Directions →
Of the records that follow, copy only the lines from the line containing "Indeed, it is" to the line containing "Issue: https://issues.redhat.com/browse/AAP-4847", both included, exactly as written.

[Entries shown Boundary: Start]

PR #222, opened 2020-02-28
Restores custom strategy backward compatibility

gquemener:
This PR prevents a BC break introduced in https://github.com/prooph/pdo-event-store/pull/217 by reverting the event stores constructor signature.

It also triggers a deprecation error to prepare users to future BC break (in 2.0.0).


codeliner:
Awesome! Thank you @gquemener

codeliner:
@ahmed-alaa can you have a look as well?

ahmed-alaa:
@codeliner I tried it and works as expected 👍

PR #9, opened 2022-07-12
add basic deployment based on docker

Alex-Izquierdo:
Add a basic deployment with docker. 
Includes:
- environs library implementation for better management of environment variables
- customize some variables through environment variables. 
- update gitignore
- dockerfile and docker-compose file
- update "createuser" script to work in a non-interactive way.

### DIFF
--- a/.gitignore
+++ b/.gitignore
@@ -3,3 +3,7 @@
 *.db
 .env
 /venv
+
+# IDE's
+.idea
+.vscode
--- a/README.md
+++ b/README.md
@@ -37,4 +37,11 @@ Visit this url:
 
 You have set up the development environment.
 
+## Run the application with docker-compose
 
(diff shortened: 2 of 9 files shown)


benthomasson:
I get an error when running docker-compose up --build 

`app_1  | sqlalchemy.exc.OperationalError: (sqlite3.OperationalError) unable to open database file
app_1  | (Background on this error at: https://sqlalche.me/e/14/e3q8)
docker_app_1 exited with code 1`

Alex-Izquierdo:
Hi @benthomasson the error is caused by docker (I've tested only podman). Docker-compose mounts a volume and changes the path for the sqlite DB in order to persist it. Docker has no ability to mount the volume with a non-root user on the fly, I've fixed it creating that folder before mounting. 

Now it should work. Could you try it again?

benthomasson (approved):

PR #24, opened 2022-07-20
point ansible-event requirement to the latest version of the main branch

Alex-Izquierdo:
At this stage of development I think it's better to point the ansible-events to the latest version of the main branch.

### DIFF
--- a/setup.cfg
+++ b/setup.cfg
@@ -22,9 +22,7 @@ install_requires =
     uvicorn
     websockets  # TODO(cutwater): Check if this is dependency is necessary
     environs
-
-    ansible-events
-
+    ansible-events @ git+https://github.com/benthomasson/ansible-events.git
 
 [options.extras_require]
 sqlite =


cutwater (approved):

cutwater (changes requested):
@Alex-Izquierdo Can you please describe use case of this?

benthomasson (commented):
I do this when I build containers, but I am not sure it should be package requirements.

cutwater:
@benthomasson I'm rather tentative on this change. It might be useful to simplify dev environment setup and since we don't have a formal release at the moment it's probably won't hurt, but in general I'd prefer to avoid specifying it in the dependencies list and make the decision per specific environment.

benthomasson:
I am not sure how it would work in dev environments.  I usually have both repos checked out and use  `pip install -e .` in the same venv.    I guess that would override the package requirements.

Alex-Izquierdo:
@cutwater 
Indeed, it is to facilitate development (and also testing). 
@benthomasson I think your workaround will work as long as you run the `pip install` in `ansible-events-ui` first. 

Anyway, I think this affects more to you than me, so if you prefer don't it, I close the ticket. 

Would you agree to enable it by default (at least temporally) in the docker-compose?

benthomasson:
Yeah use it in the docker-compose setup for now.

PR #28, opened 2022-07-25
Setup database migrations

cutwater:
* Create initial alembic configuration and directory structure.
* Configure alembic to use project settings and run auto formatters when
  migrations are generated.
* Add initial database migration.
* Add PostgreSQL service to the docker-compose environment.
* Update project to support only PostgreSQL database.
* Remove aiosqlite from package dependencies.
* Update documentation.
* Refactoring: Remove database initialization at module import.
* Refactoring: Remove dependency on synchronous driver.
* Refactoring: Replace `database_url` with `async_database_url`
* Refactoring: Move `database.py` and `models.py` modules into `db` package.

Issue: https://issues.redhat.com/browse/AAP-4847


tools/docker/docker-compose.yml
```diff
@@ -8,11 +8,20 @@ services:
       dockerfile: tools/docker/Dockerfile
     ports:
       - "8080:8080"
-    volumes:
-      - sqlite_db:/opt/app-root/src/sqlite
     environment:
       - AE_HOST=0.0.0.0
-      - AE_DATABASE_URL=sqlite:///./sqlite/test.db
```
Alex-Izquierdo, line 15: If sqlite will be remove, also you could update this line: 
https://github.com/benthomasson/ansible-events-ui/blob/main/tools/docker/Dockerfile#L19

tools/docker/docker-compose.yml
```diff
@@ -8,11 +8,20 @@ services:
...
-      - AE_ASYNC_DATABASE_URL=sqlite+aiosqlite:///./sqlite/test.db
+      - AE_DATABASE_URL=postgres+asyncpg://postgres:secret@postgres/ansible-events
+    depends_on:
+      - postgres
+
+  postgres:
+    image: "docker.io/library/postgres:14"
```
Alex-Izquierdo, line 18: Is there any special reason to use v14? this version is not available yet on RHEL AFAIK, if it's possible to use 13, that would make the things easier to our mates of AAP.

cutwater: Thanks, sure, we can use v13. There is no specific reason to use v14.

tools/docker/Dockerfile
```diff
@@ -16,10 +16,9 @@ RUN pip install ansible && \
     ansible-galaxy collection install benthomasson.eda
 COPY . $WORKDIR
 COPY --from=ui-builder /app/ui/dist/ ./ui/dist
-RUN mkdir sqlite && chown -R $USER_ID ./
```
Alex-Izquierdo, line 19: please, maintain the `chown -R $USER_ID ./ ` only the `mkdir` should be removed.

ansible_events_ui/config.py
```diff
@@ -9,9 +9,9 @@ class Settings(BaseSettings):
     host: str = "127.0.0.1"
     port: int = 8080
 
-    # FIXME(cutwater): Use only asynchronous sqlalchemy connection
-    database_url: str = "sqlite:///./test.db"
-    async_database_url: str = "sqlite+aiosqlite:///./test.db"
+    database_url: str = (
+        "postgresql+asyncpg://postgres:secret@localhost:5432/ansible-events"
```
benthomasson, line 13: Change the database name to `ansible_events`.

benthomasson (changes requested):

benthomasson (approved):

[Entries shown Boundary: End]

Result of this exercise →
Indeed, it is to facilitate development (and also testing). 
@benthomasson I think your workaround will work as long as you run the `pip install` in `ansible-events-ui` first. 

Anyway, I think this affects more to you than me, so if you prefer don't it, I close the ticket. 

Would you agree to enable it by default (at least temporally) in the docker-compose?

benthomasson:
Yeah use it in the docker-compose setup for now.

PR #28, opened 2022-07-25
Setup database migrations

cutwater:
* Create initial alembic configuration and directory structure.
* Configure alembic to use project settings and run auto formatters when
  migrations are generated.
* Add initial database migration.
* Add PostgreSQL service to the docker-compose environment.
* Update project to support only PostgreSQL database.
* Remove aiosqlite from package dependencies.
* Update documentation.
* Refactoring: Remove database initialization at module import.
* Refactoring: Remove dependency on synchronous driver.
* Refactoring: Replace `database_url` with `async_database_url`
* Refactoring: Move `database.py` and `models.py` modules into `db` package.

Issue: https://issues.redhat.com/browse/AAP-4847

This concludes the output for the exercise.